▶

PR #280, opened 2020-05-06
Minor fixes to Verilog testbench output

mdko:
Fixes bug where internal names in Verilog design under test don't match the names referenced by the test bench. Also adds the ability to automatically include a file in the test bench (with the intention being this file contains the top level module being tested by the test bench).

No unittests were added, but I was able to test this creating and testing Verilog in my own PyRTL-to-Verilog workflow.

### DIFF
--- a/pyrtl/verilog.py
+++ b/pyrtl/verilog.py
@@ -26,7 +26,7 @@ def output_to_verilog(dest_file, block=None):
 
     block = working_block(block)
     file = dest_file
-    internal_names = _VerilogSanitizer('_verout_tmp_')
+    internal_names = _VerilogSanitizer('_ver_out_tmp_')
 
     for wire in block.wirevector_set:
         internal_names.make_valid_string(wire.name)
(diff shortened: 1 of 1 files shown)


timsherwood:
Thanks!  Testing of verilog import/export has been an issue from the start -- it would be neat if there was a way we could run Icarus or something to check the validity and correctness of the generated verilog code.

mdko:
Yes, I noticed that the testbench sets input assignments on each cycle based on the simulation trace, but doesn't include checks against expected values. We may be able to leverage the `step_multiple` function, which already takes in as an argument expected values at each step, into the generated Verilog, perhaps by adding `if (output != expected) $display("some failure message");` and run it with icarus like you say. Or perhaps hook in a model checker or use yosys' model-checking abilities afterwards.

timsherwood:
is not merged?

timsherwood:
is merged now.  sorry :)

PR #281, opened 2020-05-08
Fix unconnected input/output/consts when outputting to graphviz

mdko:
As I was trying to understand the graph structure of some circuits, I noticed that inputs/outputs/consts weren't connected to the graph. In addition, it was a little difficult to understand what some of the nodes do (select, buf), so I changed some shapes, colors, and names to make it easier to read.

The bug fixed ([Line 419](https://github.com/UCSBarchlab/PyRTL/compare/development...pllab:graphviz?expand=1#diff-c18524de449e49323ee4ea311060d299R419)) is connecting the inputs/outputs/consts; the rest are cosmetic changes that can be removed if they prove too controversial.

Given this code:

```python
import pyrtl

i = pyrtl.Input(8, 'i')
a = pyrtl.Register(8, 'a')
b = pyrtl.Output(8, 'b')

a.next <<= a + i + 2
b <<= a

sim = pyrtl.Simulation()
sim.step_multiple({'i': [1,2,3,4,5]}, nsteps=5)

sim.tracer.render_trace()

with open("ioreg.dot", "w+") as f:
    pyrtl.inputoutput.output_to_graphviz(f)
```

Before it produced the following dot file:
graph-before

Now it produces:
graph-after

Here's a larger, separate example with more node types:
gcd

### DIFF
--- a/pyrtl/inputoutput.py
+++ b/pyrtl/inputoutput.py
@@ -416,7 +416,7 @@ def net_graph(block=None, split_state=False):
             graph[w] = {}
 
     # add all of the edges
-    for w in (dest_set & arg_set):
+    for w in (dest_set | arg_set):
         try:
             _from = wire_src_dict[w]
         except Exception:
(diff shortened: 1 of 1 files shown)


mdko:
Only some of the shapes have been changed to look like the traditional symbol of their underlying gate because of the lack of symbols in the Graphviz library.

timsherwood:
yes please!!!

timsherwood:
We should get that picture on the website.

◀

Problem to work on: All records above need to be set down again exactly as written.

Response:
PR #280, opened 2020-05-06
Minor fixes to Verilog testbench output

mdko:
Fixes bug where internal names in Verilog design under test don't match the names referenced by the test bench. Also adds the ability to automatically include a file in the test bench (with the intention being this file contains the top level module being tested by the test bench).

No unittests were added, but I was able to test this creating and testing Verilog in my own PyRTL-to-Verilog workflow.

### DIFF
--- a/pyrtl/verilog.py
+++ b/pyrtl/verilog.py
@@ -26,7 +26,7 @@ def output_to_verilog(dest_file, block=None):
 
     block = working_block(block)
     file = dest_file
-    internal_names = _VerilogSanitizer('_verout_tmp_')
+    internal_names = _VerilogSanitizer('_ver_out_tmp_')
 
     for wire in block.wirevector_set:
         internal_names.make_valid_string(wire.name)
(diff shortened: 1 of 1 files shown)


timsherwood:
Thanks!  Testing of verilog import/export has been an issue from the start -- it would be neat if there was a way we could run Icarus or something to check the validity and correctness of the generated verilog code.

mdko:
Yes, I noticed that the testbench sets input assignments on each cycle based on the simulation trace, but doesn't include checks against expected values. We may be able to leverage the `step_multiple` function, which already takes in as an argument expected values at each step, into the generated Verilog, perhaps by adding `if (output != expected) $display("some failure message");` and run it with icarus like you say. Or perhaps hook in a model checker or use yosys' model-checking abilities afterwards.

timsherwood:
is not merged?

timsherwood:
is merged now.  sorry :)

PR #281, opened 2020-05-08
Fix unconnected input/output/consts when outputting to graphviz

mdko:
As I was trying to understand the graph structure of some circuits, I noticed that inputs/outputs/consts weren't connected to the graph. In addition, it was a little difficult to understand what some of the nodes do (select, buf), so I changed some shapes, colors, and names to make it easier to read.

The bug fixed ([Line 419](https://github.com/UCSBarchlab/PyRTL/compare/development...pllab:graphviz?expand=1#diff-c18524de449e49323ee4ea311060d299R419)) is connecting the inputs/outputs/consts; the rest are cosmetic changes that can be removed if they prove too controversial.

Given this code:

```python
import pyrtl

i = pyrtl.Input(8, 'i')
a = pyrtl.Register(8, 'a')
b = pyrtl.Output(8, 'b')

a.next <<= a + i + 2
b <<= a

sim = pyrtl.Simulation()
sim.step_multiple({'i': [1,2,3,4,5]}, nsteps=5)

sim.tracer.render_trace()

with open("ioreg.dot", "w+") as f:
    pyrtl.inputoutput.output_to_graphviz(f)
```

Before it produced the following dot file:
graph-before

Now it produces:
graph-after

Here's a larger, separate example with more node types:
gcd

### DIFF
--- a/pyrtl/inputoutput.py
+++ b/pyrtl/inputoutput.py
@@ -416,7 +416,7 @@ def net_graph(block=None, split_state=False):
             graph[w] = {}
 
     # add all of the edges
-    for w in (dest_set & arg_set):
+    for w in (dest_set | arg_set):
         try:
             _from = wire_src_dict[w]
         except Exception:
(diff shortened: 1 of 1 files shown)


mdko:
Only some of the shapes have been changed to look like the traditional symbol of their underlying gate because of the lack of symbols in the Graphviz library.

timsherwood:
yes please!!!

timsherwood:
We should get that picture on the website.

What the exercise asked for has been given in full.